A cohort of prospectively recruited pediatric patients with mild-to-moderate nonsyndromic SNHL from 2014 through 2018 (n = 110) was established. Exome sequencing, multiplex ligation-dependent probe amplification (MLPA), and nested customized polymerase chain reaction (PCR) for exclusion of a pseudogene, STRCP, from a subset (n = 83) of the cohort, were performed. Semen analysis was also performed to determine infertility (n = 2).

Results

Genetic etiology was confirmed in nearly two-thirds (52/83 = 62.7%) of subjects, with STRC-related deafness (n = 29, 34.9%) being the most prevalent, followed by MPZL2-related deafness (n = 9, 10.8%).

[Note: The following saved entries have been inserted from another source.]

PR #2207, opened 2017-06-22
Update design page

LukyVj:
**Summary**

**Result**


iam4x:
Awesome work @LukyVj it looks so good! 👏

I have some remarks:

image 
It looks like the whole button should be clickable?

 image 
Did you tried with a white hover text color?


jun-22-2017 19-25-59 
The left side menu has a scrollbar inside itself and does not take the full height space of the page

---

* We lost the syntax color into code examples.
* The get started CTA is only the third one, I expect from a documentation website to be almost the first thing visible to encourage users to start coding!
* I think the get started link does not fit with the no framework needed block but more with the widgets one.

And again thank's a it's so much better <3
If you need any help for anything just ask!

docgen/layouts/common/meta.pug
```diff
@@ -33,4 +33,5 @@ html
     title #{project} | #{title}
     link(rel='stylesheet', href="stylesheets/style.css")
     link(rel="stylesheet", href="https://cdn.jsdelivr.net/docsearch.js/2/docsearch.min.css")
-    link(rel="stylesheet", href="//cdn.jsdelivr.net/npm/instantsearch.js@2.0.0-beta.1/dist/instantsearch.min.css")
+    link(rel="stylesheet", href="//cdn.jsdelivr.net/npm/instantsearch.js@2.0.0-RC.1/dist/instantsearch.min.css")
+    link(rel="stylesheet", href="//cdn.jsdelivr.net/npm/instantsearch.js@2.0.0-RC.1/dist/instantsearch-theme.min.css")
```
iam4x: Nice I missed that 👍

bobylito:
> The get started CTA is only the third one, I expect from a documentation website to be almost the first thing visible to encourage users to start coding!

This one is on me. We'll iterate :)

docgen/assets/img/InstantSearch-Android.svg
```diff
@@ -0,0 +1,26 @@
+<?xml version="1.0" encoding="UTF-8"?>
+<svg width="245px" height="51px" viewBox="0 0 245 51" version="1.1" xmlns="http://www.w3.org/2000/svg" xmlns:xlink="http://www.w3.org/1999/xlink">
```
Haroenv: These should be run through svgo or svgomg

bobylito:
Zip for the examples are not accessible.

LukyVj:
Hey guys, thanks for all the comments, I'll take care of everything but for today I'm switching on the meetup video edit! Thx

vvo:
This looks gorgeous, small comment on: 
image

I cannot understand the design of this button easily, so I don't get what this button does.

I like what we did on react-instantsearch, straight to the point 
image. Maybe we could have something similar?

auareyoualgolia:
Hello! 👋

@vvo @bobylito @LukyVj 

I used this icon because it's something I'm used to seeing around to web for both 'copy to clipboard' and 'duplicate' 

I usually go to thenounproject to make sure is not something subjective: 

image

In my opinion, if there's an icon for a simple action like this one it's better to use that than text as it's easier to process quickly and it separates better from the written word which in this case is abundant. However, I can't speak for a user of documentation, if you guys think it's still better to go with text I don't think it's a 'design breaker' 🤷‍♀️

vvo:
Indeed as a dev it was not obvious what this button does, it looks very similar to open in a new window: 
image, from https://thenounproject.com/search/?q=popup%20window&i=539930

We could either have a nice "copy" (no need for copy to clipboard) button, much like we have "edit on github". If we want to go for an icon, that one is more often seen in documentations: 
image, from https://clipboardjs.com/assets/images/clippy.svg

bobylito:
Let's go for `copy` then. It can be revised later.

LukyVj:
So, I arrive a bit after the war, but I don't see the problem of having an icon instead of text. 
Plus, we do it on the dashboard for our customers, most of them are regular profiles I guess ( not so dev in some cases ) and we still show them this icon. 

I'm not strongly for having an icon instead of text, but since we do it on algolia.com, I don't see why it would be a problem on a community website.

bobylito:
So if I sum up:
 - this icon can be confusing (@vvo didn't get the meaning of this icon)
 - icons are better, especially for such icons. But needs to be easily recognizable
 - if something is more universal than the other, let's choose the more universal

@auareyoualgolia do you have another proposal of icon that would be more universal?

vvo:
The one on algolia.com works better to me

LukyVj:
I agree with you @vvo, it's true that the one on the design is more for "open in a new page" but in the end, I think we can find a better one (reusing the one of the dashboard?) and it will bring design consistency across our different pages. 

And as Sebastien says, good design = consistent design = trust

auareyoualgolia:
I think reusing the one from the dashboard would make sense too. I thought it a slightly different use but it is true it's much more clear

LukyVj:
Heyo

So I fixed all the above listed bugs/missing stuff

Do you have a list of what's missing?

This strikingly high proportion of Mendelian genetic contribution was due particularly to the frequent detection of CNVs involving STRC in one-third (27/83) of our subjects. We also questioned the association of homozygous continuous gene deletion of STRC and CATSPER2 with deafness–infertility syndrome (MIM61102).

Conclusion

Approximately two-thirds of sporadic pediatric mild-to-moderate SNHL have a clear Mendelian genetic etiology, and one-third is associated with CNVs involving STRC. Based on this, we propose a new guideline for molecular diagnosis of these children.

中文翻译：

孟德尔遗传对儿童轻度至中度听力损失的显着贡献及其综合诊断方法。

目的

及时诊断和识别小儿轻度至中度感音神经性听力损失 (SNHL) 的病因在医学和社会经济上都很重要。然而，确切的病因谱仍不确定。我们旨在建立该缺陷的遗传病因谱，包括拷贝数变异 (CNV) 和有效的基因检测管道。

方法

建立了一个从 2014 年到 2018 年（ n = 110）前瞻性招募的轻度至中度非综合征 SNHL 儿科患者队列。进行了外显子组测序、多重连接依赖性探针扩增 (MLPA) 和嵌套定制聚合酶链反应 (PCR)，以从队列的子集 ( n = 83) 中排除假基因STRCP 。还进行了精液分析以确定不孕症（n = 2）。

结果

近三分之二 (52/83 = 62.7%) 的受试者证实了遗传病因，其中STRC相关性耳聋 ( n = 29, 34.9%) 最为普遍，其次是MPZL2相关性耳聋 ( n = 9, 10.8) %）。孟德尔遗传贡献的比例如此之高，尤其是由于在我们三分之一（27/83）的受试者中频繁检测到涉及STRC的 CNV。我们还质疑STRC和CATSPER2的纯合连续基因缺失与耳聋-不孕症综合征 (MIM61102) 的关联。